6. Penguin Cafe Orchestra - “Rosasolis”
Gorgeous , immediate, psychedelic, benevolent music. Penguin Cafe takes me straight back to childhood, lazing about in the sun, still in an untainted state of amazement about everything. Simon Jeffes said this, "In the Penguin Cafe your unconscious can just be. It’s acceptable there, and that’s how everybody is. There is an acceptance there that has to do with living the present with no fear in ourselves." Sounds good.

7. Psychic TV - “The Orchids”
This is from Dreams Less Sweet, which is the only Genesis P-Orridge related record where he sounds remotely happy. His voice has a Syd Barrett lilt at times, singing very open nursery rhyme melodies. Pure English melancholy. "And in the morning after the night I fall in love with the light.”

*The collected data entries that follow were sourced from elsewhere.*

PR #62, opened 2020-06-15
Serde migration: clean up + qsc + dkg

Gilthoniel:
This is the last step before migrating mino. It removes encoding mentions in all packages except mino obviously.


consensus/qsc/messages.go
```diff
@@ -0,0 +1,181 @@
...
+// VisitJSON implements serde.Message.
+func (mset MessageSet) VisitJSON(ser serde.Serializer) (interface{}, error) {
+	messages := make(map[int64]json.Message)
+	for index, msg := range mset.messages {
+		raw, err := msg.VisitJSON(ser)
+		if err != nil {
+			return nil, xerrors.Errorf("couldn't serialize message: %v", err)
+		}
+
+		messages[index] = raw.(json.Message)
```
nkcr, line 88: this always makes me anxious, but yes, there is a priori no reason that `msg.VisiJSON` returns another type

Gilthoniel: Yes, it will panic in unit tests if someone changes it.

PR #1262, opened 2022-04-22
Handle better NodeLost pod state

tbak:


titus-server-master/src/main/java/com/netflix/titus/master/kubernetes/PodToTaskMapper.java
```diff
@@ -241,11 +246,43 @@ private Either<TaskStatus, String> handlePodRunning() {
...
+            long deadline = lastUpdateTime + configuration.getNodeLostTimeoutMs();
+            if (deadline > now) {
+                // Keep the existing state
+                return Either.ofValue(task.getStatus());
+            }
+            // We waited long enough. Time to mark this task as failed.
+            return Either.ofValue(TaskStatus.newBuilder()
+                    .withState(Finished)
+                    .withReasonCode(REASON_TASK_LOST)
+                    .withReasonMessage("The node where task was scheduled is lost")
```
solarkennedy, line 276: `The node where task was scheduled is lost before it got a chance to start`
(or something that indicates that it was only on the Accepted state. Right?

titus-server-master/src/main/java/com/netflix/titus/master/kubernetes/PodToTaskMapper.java
```diff
@@ -241,11 +246,43 @@ private Either<TaskStatus, String> handlePodRunning() {
         if (isBefore(Started, taskState)) {
             return unexpected("pod state (Running) not consistent with the task state");
         }
+
+        long now = titusRuntime.getClock().wallTime();
+        if ("NodeLost".equals(podWrapper.getReason())) {
+            // If task is still in the Accepted state, move it first, as we know it was scheduled.
+            if (taskState == TaskState.Accepted) {
+                return Either.ofValue(TaskStatus.newBuilder()
+                        .withState(Launched)
```
solarkennedy, line 255: Wait, `Launched` ?
How bad would it be to have a new state like `Disconnected` ?

titus-server-master/src/main/java/com/netflix/titus/master/kubernetes/PodToTaskMapper.java
tbak: Actually, this logic is executed when the pod is in Running state

titus-server-master/src/main/java/com/netflix/titus/master/kubernetes/PodToTaskMapper.java
solarkennedy: Hmm. I don't feel good about "lying" that we got Launched when we never heard that from the executor.

tbak: I think the launched state is the best one, as the task is assigned to a scheduler which means it moved out of Accepted state. We do not know if the task moved to StartInitiated or Running phase.

PR #1264, opened 2022-04-28
Read the capacity group data from Kubernetes

tbak:


titus-server-master/src/main/java/com/netflix/titus/master/service/management/kube/KubeApplicationSlaManagementService.java
```diff
@@ -0,0 +1,185 @@
...
+    private final Scheduler scheduler;
+
+    private volatile Map<String, ApplicationSLA> capacityGroups = Collections.emptyMap();
+
+    public KubeApplicationSlaManagementService(NamespacedKubernetesClient kubeApiClient, TitusRuntime titusRuntime) {
+        this.crdClient = kubeApiClient.resources(F8IOCapacityGroup.class).inNamespace("default");
+        this.capacityGroupInformer = new CapacityGroupInformerWrapper(kubeApiClient, titusRuntime);
+        this.scheduler = Schedulers.boundedElastic();
+
+        capacityGroupInformer.getInformer().addEventHandler(new ResourceEventHandler<F8IOCapacityGroup>() {
```
gabrielhartmann, line 68: Have you looked at this?
https://javadoc.io/static/io.kubernetes/client-java/8.0.0/io/kubernetes/client/informer/cache/Cache.html

You shouldn't have to write your own cache.

gabrielhartmann (approved):

titus-server-master/src/main/java/com/netflix/titus/master/service/management/kube/KubeApplicationSlaManagementService.java
tbak: I do not think it supports value transformers? We cache `ApplicationSla` objects to avoid constant mapping from CRDs.

PR #1266, opened 2022-04-29
Added scheduler priority and scheduler name when in mixed mode

solarkennedy:
Porting the webhook logic, this adds a new priority class for reserved/elastic workloads when in mixed mode, as well as setting the actual scheduler name.

I'm pretty sure the scheduler name may be TBD? (@joshi-keyur have you picked it out yet? How about `titus-kube-scheduler-mixed` ?)

----

For titus-kube-common constants, I currently only auto-generate annotations.
I'll make a subsequent PR to do labels and other misc constants like these scheduler names too.

### DIFF
--- a/titus-server-master/src/main/java/com/netflix/titus/master/kubernetes/pod/KubePodUtil.java
+++ b/titus-server-master/src/main/java/com/netflix/titus/master/kubernetes/pod/KubePodUtil.java
@@ -280,6 +280,9 @@ public class KubePodUtil {
     }
 
     public static String selectScheduler(SchedulerConfiguration schedulerConfiguration, ApplicationSLA capacityGroupDescriptor, KubePodConfiguration configuration) {
+        if (configuration.isMixedSchedulingEnabled()) {
+            return configuration.getMixedSchedulingSchedulerName();
+        }
         String schedulerName;
         if (capacityGroupDescriptor != null && capacityGroupDescriptor.getTier() == Tier.Critical) {
             if (schedulerConfiguration.isCriticalServiceJobSpreadingEnabled()) {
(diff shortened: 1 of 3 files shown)


okigan:
titus-kube-scheduler-mixed

Sounds good to me.

solarkennedy:
> titus-kube-scheduler-mixed Sounds good to me.
> […](#)
> On Apr 29, 2022, at 1:10 PM, Kyle Anderson ***@***.***> wrote: titus-kube-scheduler-mixed

Looks like that is what it was from the webook too: https://github.com/Netflix/titus-control-plane/pull/1266#issuecomment-1113684240

tbak (approved):

titus-server-master/src/main/java/com/netflix/titus/master/kubernetes/pod/KubePodUtil.java
```diff
@@ -292,4 +295,17 @@ public static String selectScheduler(SchedulerConfiguration schedulerConfigurati
         }
         return schedulerName;
     }
+
+    public static String selectPriorityClassName(ApplicationSLA capacityGroupDescriptor, KubePodConfiguration configuration) {
```
joshi-keyur, line 299: Why do we need this?

solarkennedy: @rostyboost said we did.
Also seems like a good idea: if we are using one kubescheduler, we don't want the possibility of a ton of "elastic" jobs skipping the line.

Right now this never happens because we have 2 different schedulers. The reserved scheduler never even sees elastic jobs. But in this new world, we want to make sure elastic jobs can flood and overwhelm the scheduler and prevent important jobs from being scheduled first.

joshi-keyur: Makes sense. 
In the previous implementation of mixed scheduling we were routing Flex tier jobs to `reserved` which made this prioritization necessary. In this iteration, we treat any Critical tier jobs that are over their reservations also as `elastic`. Maybe that finer distinction is not yet required.

joshi-keyur (approved):

PR #1269, opened 2022-05-03
Fetch a pod name from the pod metadata not the container name

tbak:


fabiokung (approved):

titus-server-master/src/main/java/com/netflix/titus/master/kubernetes/client/DefaultDirectKubeApiServerIntegrator.java
```diff
@@ -256,51 +254,53 @@ public void onAdd(V1Pod pod) {
...
                     Stopwatch stopwatch = Stopwatch.createStarted();
+                    String taskId = newPod.getMetadata().getName();
                     try {
                         if (!KubeUtil.isOwnedByKubeScheduler(newPod)) {
                             return;
                         }
 
                         metrics.onUpdate(newPod);
 
-                        pods.put(newPod.getSpec().getContainers().get(0).getName(), newPod);
```
solarkennedy, line 273: Great!

solarkennedy (commented):
Thanks!

Looks like this is the last part of the codebase that does `getContainers().get(0)` and makes assumptions about the name.

PR #1272, opened 2022-05-05
RFC: Allow service jobs higher scheduling priority compared to batch

solarkennedy:
We are slowly dipping our toes into a new world of scheduling with the
introduction of mixed scheduling.

Soon we'll have 1 unified scheduler handling things.

In that world, I do not want users _1_ Red/Black deploy job having to wait
behind 1000 batch jobs that got queued up from a CMB run.

Therefore, I would like to introduce a new priorityclass for service
jobs to run in, that is not as high as those that have reserved
capacity, but higher than batch.

**Someday** we'll continue to expand this function to allow for more
cases, like high priority batch jobs, or preemptable stuff, etc. But for
now I would like to ease us towards the mixed scheduling world.
But I don't want mixed scheduling to be *worse* than the world we have
today, and I think a medium tier will fix that.

Google Doc: https://docs.google.com/document/d/1F0N6Fljuuxy4n2qQ-9boXtSY5YrmSU_yzNcn-hmd3-w/edit#

### DIFF
--- a/titus-server-master/src/main/java/com/netflix/titus/master/kubernetes/pod/KubePodUtil.java
+++ b/titus-server-master/src/main/java/com/netflix/titus/master/kubernetes/pod/KubePodUtil.java
@@ -29,12 +29,14 @@ import com.netflix.titus.api.jobmanager.JobAttributes;
 import com.netflix.titus.api.jobmanager.TaskAttributes;
 import com.netflix.titus.api.jobmanager.model.job.Image;
 import com.netflix.titus.api.jobmanager.model.job.Job;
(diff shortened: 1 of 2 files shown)


fabiokung (approved):

gabrielhartmann (approved):

rostyboost:
LGTM. Make sure the `priorityClass` object exists before deploying.

rostyboost (approved):

tbak (approved):

joshi-keyur (approved):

8. Kate Bush - “Cloudbusting”
Again, very difficult to choose a favorite, and this probably isn’t it, but I’m listening to it right now. I can just imagine that she must’ve been very pleased listening to that track being assembled. It’s so beautiful and so powerful and accomplished. There is also a very alien feeling emanating from it... Those Fairlight samplers are living breathing things.

9. Art Bears - “The Hermit”
Fred Frith had to make an appearance. He’s a very human weirdo. Always toying with our perception of melody in a very scientific way, yet he never fails to deliver the most infectious hook. Dagmar’s voice is very gentle on this one, unlike the rest of the album whe re she’s doom heralding.

10. Gamelan Son of Lion - “Sleeping Braid”
Another master of confusion letting his guard down and treating us to some bucolic Indonesian majesty. A friend of mine interviewed Philip Corner, he made him feel like everything he thought he knew was clumsy and wrong. I imagine meeting him is like purging yourself of some illness or going cold turkey. But here he’s tucking us in and mopping brows.

Now I feel bad for not including Robert Wyatt.